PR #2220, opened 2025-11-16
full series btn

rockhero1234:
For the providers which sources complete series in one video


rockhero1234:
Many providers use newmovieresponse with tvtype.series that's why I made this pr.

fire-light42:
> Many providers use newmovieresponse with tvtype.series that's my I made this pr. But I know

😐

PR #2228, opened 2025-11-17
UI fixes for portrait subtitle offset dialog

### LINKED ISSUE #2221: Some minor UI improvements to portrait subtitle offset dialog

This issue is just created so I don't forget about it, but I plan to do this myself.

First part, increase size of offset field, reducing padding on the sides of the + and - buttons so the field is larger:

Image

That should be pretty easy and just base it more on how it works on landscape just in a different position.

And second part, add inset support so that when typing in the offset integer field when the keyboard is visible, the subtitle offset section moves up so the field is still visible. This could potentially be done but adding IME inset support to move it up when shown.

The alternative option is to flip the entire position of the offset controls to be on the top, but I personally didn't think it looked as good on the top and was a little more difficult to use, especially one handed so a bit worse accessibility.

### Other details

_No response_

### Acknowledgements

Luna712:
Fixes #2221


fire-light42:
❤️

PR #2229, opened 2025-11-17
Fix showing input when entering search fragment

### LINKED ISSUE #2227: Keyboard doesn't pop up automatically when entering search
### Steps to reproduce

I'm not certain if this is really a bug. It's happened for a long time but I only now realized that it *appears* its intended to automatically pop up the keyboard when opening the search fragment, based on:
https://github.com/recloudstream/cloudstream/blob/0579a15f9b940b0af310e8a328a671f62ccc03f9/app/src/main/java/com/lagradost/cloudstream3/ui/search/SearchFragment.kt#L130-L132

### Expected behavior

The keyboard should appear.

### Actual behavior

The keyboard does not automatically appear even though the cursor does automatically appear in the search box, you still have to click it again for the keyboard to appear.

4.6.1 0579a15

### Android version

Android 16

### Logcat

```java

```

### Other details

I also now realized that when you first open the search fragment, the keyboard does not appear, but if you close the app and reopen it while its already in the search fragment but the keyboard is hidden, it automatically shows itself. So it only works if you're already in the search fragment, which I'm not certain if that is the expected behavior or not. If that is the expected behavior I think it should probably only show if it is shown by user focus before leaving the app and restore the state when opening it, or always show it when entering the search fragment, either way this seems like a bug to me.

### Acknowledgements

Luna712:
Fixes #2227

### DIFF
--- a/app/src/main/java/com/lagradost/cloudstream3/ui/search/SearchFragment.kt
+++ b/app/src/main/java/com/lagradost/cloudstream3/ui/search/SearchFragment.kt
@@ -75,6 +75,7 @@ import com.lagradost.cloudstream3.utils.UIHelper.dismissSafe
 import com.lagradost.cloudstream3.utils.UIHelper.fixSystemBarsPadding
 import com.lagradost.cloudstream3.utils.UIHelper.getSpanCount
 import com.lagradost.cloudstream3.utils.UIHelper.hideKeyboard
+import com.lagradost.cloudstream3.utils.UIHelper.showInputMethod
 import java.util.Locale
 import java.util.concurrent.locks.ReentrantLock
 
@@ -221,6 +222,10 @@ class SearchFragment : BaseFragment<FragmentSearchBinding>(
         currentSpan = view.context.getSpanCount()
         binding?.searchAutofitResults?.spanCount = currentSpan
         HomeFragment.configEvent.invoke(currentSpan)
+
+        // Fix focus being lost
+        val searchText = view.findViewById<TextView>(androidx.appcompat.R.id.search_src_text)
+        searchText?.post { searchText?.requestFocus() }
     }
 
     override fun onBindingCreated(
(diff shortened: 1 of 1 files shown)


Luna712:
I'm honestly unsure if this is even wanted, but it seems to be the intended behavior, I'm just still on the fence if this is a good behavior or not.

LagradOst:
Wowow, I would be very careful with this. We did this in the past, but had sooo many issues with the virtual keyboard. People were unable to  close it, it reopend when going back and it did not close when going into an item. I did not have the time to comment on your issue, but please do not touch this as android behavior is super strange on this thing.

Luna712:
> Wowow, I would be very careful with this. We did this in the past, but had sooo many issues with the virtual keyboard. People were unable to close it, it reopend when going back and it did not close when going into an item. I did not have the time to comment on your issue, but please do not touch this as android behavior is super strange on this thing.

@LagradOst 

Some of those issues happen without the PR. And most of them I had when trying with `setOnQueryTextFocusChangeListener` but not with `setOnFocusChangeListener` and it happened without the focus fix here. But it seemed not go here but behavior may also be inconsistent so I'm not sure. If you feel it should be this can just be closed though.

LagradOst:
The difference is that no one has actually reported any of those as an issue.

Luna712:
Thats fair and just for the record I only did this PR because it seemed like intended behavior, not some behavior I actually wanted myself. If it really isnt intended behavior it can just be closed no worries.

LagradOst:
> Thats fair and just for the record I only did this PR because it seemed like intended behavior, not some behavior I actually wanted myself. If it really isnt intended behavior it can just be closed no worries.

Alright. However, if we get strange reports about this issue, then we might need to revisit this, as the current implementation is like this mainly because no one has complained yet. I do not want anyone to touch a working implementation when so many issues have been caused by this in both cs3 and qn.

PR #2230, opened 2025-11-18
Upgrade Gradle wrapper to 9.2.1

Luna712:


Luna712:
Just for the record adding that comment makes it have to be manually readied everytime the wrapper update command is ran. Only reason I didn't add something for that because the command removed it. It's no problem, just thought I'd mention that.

----------------------------------------

#### [ASSIGNMENT]
Transcribe the data above in full, exactly as it appears.

#### [ANSWER TO THIS EXERCISE]
PR #2220, opened 2025-11-16
full series btn

rockhero1234:
For the providers which sources complete series in one video


rockhero1234:
Many providers use newmovieresponse with tvtype.series that's why I made this pr.

fire-light42:
> Many providers use newmovieresponse with tvtype.series that's my I made this pr. But I know

😐

PR #2228, opened 2025-11-17
UI fixes for portrait subtitle offset dialog

### LINKED ISSUE #2221: Some minor UI improvements to portrait subtitle offset dialog

This issue is just created so I don't forget about it, but I plan to do this myself.

First part, increase size of offset field, reducing padding on the sides of the + and - buttons so the field is larger:

Image

That should be pretty easy and just base it more on how it works on landscape just in a different position.

And second part, add inset support so that when typing in the offset integer field when the keyboard is visible, the subtitle offset section moves up so the field is still visible. This could potentially be done but adding IME inset support to move it up when shown.

The alternative option is to flip the entire position of the offset controls to be on the top, but I personally didn't think it looked as good on the top and was a little more difficult to use, especially one handed so a bit worse accessibility.

### Other details

_No response_

### Acknowledgements

Luna712:
Fixes #2221


fire-light42:
❤️

PR #2229, opened 2025-11-17
Fix showing input when entering search fragment

### LINKED ISSUE #2227: Keyboard doesn't pop up automatically when entering search
### Steps to reproduce

I'm not certain if this is really a bug. It's happened for a long time but I only now realized that it *appears* its intended to automatically pop up the keyboard when opening the search fragment, based on:
https://github.com/recloudstream/cloudstream/blob/0579a15f9b940b0af310e8a328a671f62ccc03f9/app/src/main/java/com/lagradost/cloudstream3/ui/search/SearchFragment.kt#L130-L132

### Expected behavior

The keyboard should appear.

### Actual behavior

The keyboard does not automatically appear even though the cursor does automatically appear in the search box, you still have to click it again for the keyboard to appear.

4.6.1 0579a15

### Android version

Android 16

### Logcat

```java

```

### Other details

I also now realized that when you first open the search fragment, the keyboard does not appear, but if you close the app and reopen it while its already in the search fragment but the keyboard is hidden, it automatically shows itself. So it only works if you're already in the search fragment, which I'm not certain if that is the expected behavior or not. If that is the expected behavior I think it should probably only show if it is shown by user focus before leaving the app and restore the state when opening it, or always show it when entering the search fragment, either way this seems like a bug to me.

### Acknowledgements

Luna712:
Fixes #2227

### DIFF
--- a/app/src/main/java/com/lagradost/cloudstream3/ui/search/SearchFragment.kt
+++ b/app/src/main/java/com/lagradost/cloudstream3/ui/search/SearchFragment.kt
@@ -75,6 +75,7 @@ import com.lagradost.cloudstream3.utils.UIHelper.dismissSafe
 import com.lagradost.cloudstream3.utils.UIHelper.fixSystemBarsPadding
 import com.lagradost.cloudstream3.utils.UIHelper.getSpanCount
 import com.lagradost.cloudstream3.utils.UIHelper.hideKeyboard
+import com.lagradost.cloudstream3.utils.UIHelper.showInputMethod
 import java.util.Locale
 import java.util.concurrent.locks.ReentrantLock
 
@@ -221,6 +222,10 @@ class SearchFragment : BaseFragment<FragmentSearchBinding>(
         currentSpan = view.context.getSpanCount()
         binding?.searchAutofitResults?.spanCount = currentSpan
         HomeFragment.configEvent.invoke(currentSpan)
+
+        // Fix focus being lost
+        val searchText = view.findViewById<TextView>(androidx.appcompat.R.id.search_src_text)
+        searchText?.post { searchText?.requestFocus() }
     }
 
     override fun onBindingCreated(
(diff shortened: 1 of 1 files shown)


Luna712:
I'm honestly unsure if this is even wanted, but it seems to be the intended behavior, I'm just still on the fence if this is a good behavior or not.

LagradOst:
Wowow, I would be very careful with this. We did this in the past, but had sooo many issues with the virtual keyboard. People were unable to  close it, it reopend when going back and it did not close when going into an item. I did not have the time to comment on your issue, but please do not touch this as android behavior is super strange on this thing.

Luna712:
> Wowow, I would be very careful with this. We did this in the past, but had sooo many issues with the virtual keyboard. People were unable to close it, it reopend when going back and it did not close when going into an item. I did not have the time to comment on your issue, but please do not touch this as android behavior is super strange on this thing.

@LagradOst 

Some of those issues happen without the PR. And most of them I had when trying with `setOnQueryTextFocusChangeListener` but not with `setOnFocusChangeListener` and it happened without the focus fix here. But it seemed not go here but behavior may also be inconsistent so I'm not sure. If you feel it should be this can just be closed though.

LagradOst:
The difference is that no one has actually reported any of those as an issue.

Luna712:
Thats fair and just for the record I only did this PR because it seemed like intended behavior, not some behavior I actually wanted myself. If it really isnt intended behavior it can just be closed no worries.

LagradOst:
> Thats fair and just for the record I only did this PR because it seemed like intended behavior, not some behavior I actually wanted myself. If it really isnt intended behavior it can just be closed no worries.

Alright. However, if we get strange reports about this issue, then we might need to revisit this, as the current implementation is like this mainly because no one has complained yet. I do not want anyone to touch a working implementation when so many issues have been caused by this in both cs3 and qn.

PR #2230, opened 2025-11-18
Upgrade Gradle wrapper to 9.2.1

Luna712:


Luna712:
Just for the record adding that comment makes it have to be manually readied everytime the wrapper update command is ran. Only reason I didn't add something for that because the command removed it. It's no problem, just thought I'd mention that.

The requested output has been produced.